Per completezza,e ti viene in mente, Fabrizia Di Lorenzo,(a parte come gli è purtroppo andata) per entrare a lavorare a Berlino mica ha dovuto votare o farsi raccomandare come per la saca la cogesa le poste etc.ma ha dovuto superare i test di ammissione e dimostrare solo e soltanto le sue capacità. Se nella “grave e profonde Allemagne ” un italiano è più bravo di un tedesco prende il lavoro e il tedesco resta dietro.
Vabbè,saca cogesa. Per la gente che può solo testare in loco oppure che è stata rinviata all’origine ,in qualche modo ci si deve porre soccorso.
restare
Renato, sono il fregnone che ha scritto queste corbellerie e che è talmente fregnone che fatica a capire il tuo commento. A me non pare di aver scritto che gli italiani sono stupidi (che siano i più intelligenti del mondo mi pare un pò estremo), che non debbano fare l’università e che non sia un bene la libera circolazione delle menti e delle risorse. Però se tu hai letto questo non avrai difficoltà a citarmi i passaggi. E se non ti sembra che il Paese li abbandoni ai loro destini senza un minimo di supporto o di stimolo a rientrare fosse solo per portarci la loro esperienza, fammi un solo esempio virtuoso. Ti ascolto.
Secondo me non sai scrivere affatto. Esprimi concetti banali e mielosi,improponibili assolutamente.Con l’animo del cafone (siloniano) di decadenza marso-peligno citi pretese di piazze nostrane per farsi i ragionamenti, di bars per la grande importanza del caffè,e l’opportunismo accattone di uno sconto su un biglietto aereo (che ,europeo, costa 50 euri)come quando anche gli apolitici approfittavano dei viaggi in treno gratis nord-sud per le elezioni (uguale come la opportunità delle liste polizia penitenziaria alle comunali).Con questo animo allora tanto vale non partire affatto e farsi la raccomandazione per la saca con un blocco di voti dei parenti..Le mura del Cremlino sono state costruite da ingegneri Italiani la famosa scalinata di Odessa (dove i contratti commerciali si stilavano in italiano) è stata progettata da un italiano. Questo è il vero spirito italiano fatto di intraprendenza che ci proviene dai secoli.

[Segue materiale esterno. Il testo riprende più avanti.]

PR #9222, opened 2025-02-13
ci: Adjust concurrency to 25% to avoid memory issues

lewisd5:
Reducing memory pressure on runners during test to avoid inside-container flakes (such as https://github.com/LedgerHQ/ledger-live/actions/runs/13310399962/job/37171255396)


angusbayley (approved):
On [agreement](https://ledger.slack.com/archives/C07KP3A8CNA/p1739462407138599?thread_ts=1739460644.834319&cid=C07KP3A8CNA) that @lewisd5 will monitor the changes, LGTM 👍

PR #9274, opened 2025-02-18
CI: reliable build desktop failures

lewisd5:
Currently successful mac builds are being misreported in certain cases. This fix ensures that the individual build steps fail and the reporting step passes

Partial failure (linux) https://github.com/LedgerHQ/ledger-live/actions/runs/13397330840
Partial failure (mac) https://github.com/LedgerHQ/ledger-live/actions/runs/13397562809
Timeout: https://github.com/LedgerHQ/ledger-live/actions/runs/13397620348/job/37420477018

Problem job: https://github.com/LedgerHQ/ledger-live/actions/runs/13291952727/job/37145026465?pr=9209

### DIFF
--- a/.github/workflows/build-desktop-reusable.yml
+++ b/.github/workflows/build-desktop-reusable.yml
@@ -43,7 +43,6 @@ jobs:
       win: ${{ steps.status.outputs.win }}
       mac: ${{ steps.status.outputs.mac }}
 
-    continue-on-error: true
     env:
       NODE_OPTIONS: "--max-old-space-size=7168"
     steps:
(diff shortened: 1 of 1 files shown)


.github/workflows/build-desktop-reusable.yml
```diff
@@ -43,7 +43,6 @@ jobs:
       win: ${{ steps.status.outputs.win }}
       mac: ${{ steps.status.outputs.mac }}
 
-    continue-on-error: true
```
angusbayley, line 46: Does this mean that we don't want the report step to go ahead if the build doesn't complete?

.github/workflows/build-desktop-reusable.yml
```diff
@@ -113,14 +112,17 @@ jobs:
           private_key: ${{ secrets.GH_BOT_PRIVATE_KEY }}
 
       - uses: actions/download-artifact@v4
+        if: ${{ needs.build-desktop-app.outputs.linux == 'success' }}
```
angusbayley, line 115: Confirming my understanding:

- this previously causing an error at this point? So that the report creation was being halted?
- And now we do create the report but we correctly include in the report that the build for linux was a failure?

.github/workflows/build-desktop-reusable.yml
angusbayley, line 46: Does this mean that we don't want the report step to go ahead if the build doesn't complete? Can you explain the thinking?

angusbayley (commented):
Couple of questions.

Also, have you got an example a workflow run displaying the problem this PR solves?

.github/workflows/build-desktop-reusable.yml
lewisd5: The if statement on the report means it always goes ahead irrespective. This just prevents the job being shown as succeeded when it failed

angusbayley (approved):

PR #9335, opened 2025-02-25
Verified commits in all remaining parts of the release workflows

angusbayley:
Ticket [here](https://ledgerhq.atlassian.net/browse/LIVE-17241)

WIP


.github/workflows/release-prerelease.yml
```diff
@@ -87,30 +87,42 @@ jobs:
         with:
           from_level: major
           to_level: patch
+      - name: Add changed files
```
angusbayley, line 90: does this step still require the Setup Git User step? If not, remove?

lewisd5 (approved):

Chiaramente Sulmona si è inclinata nel degrado ed ha perso la mentalità ,se per come è ridotta, esistendo anche città “Ovidiopol” con il nome di Ovidio, non è stata capace neanche di celebrargli il bimillenario, quando Ovidio è stato lo stimolo di massimo riferimento culturale anche del rinascimento italiano ,almeno 100 volte più importante di Fellini o di Beethoven, ma purtroppo non è nato a Bonn od a Rimini ma in una Sulmona ove da Sulmontino non pensi altro che alla importanza di cercare di fare la cresta sulla agevolazione od un rimborso di un biglietto aereo come un qualsiasi parlamentare europeo che va a Bruxelles.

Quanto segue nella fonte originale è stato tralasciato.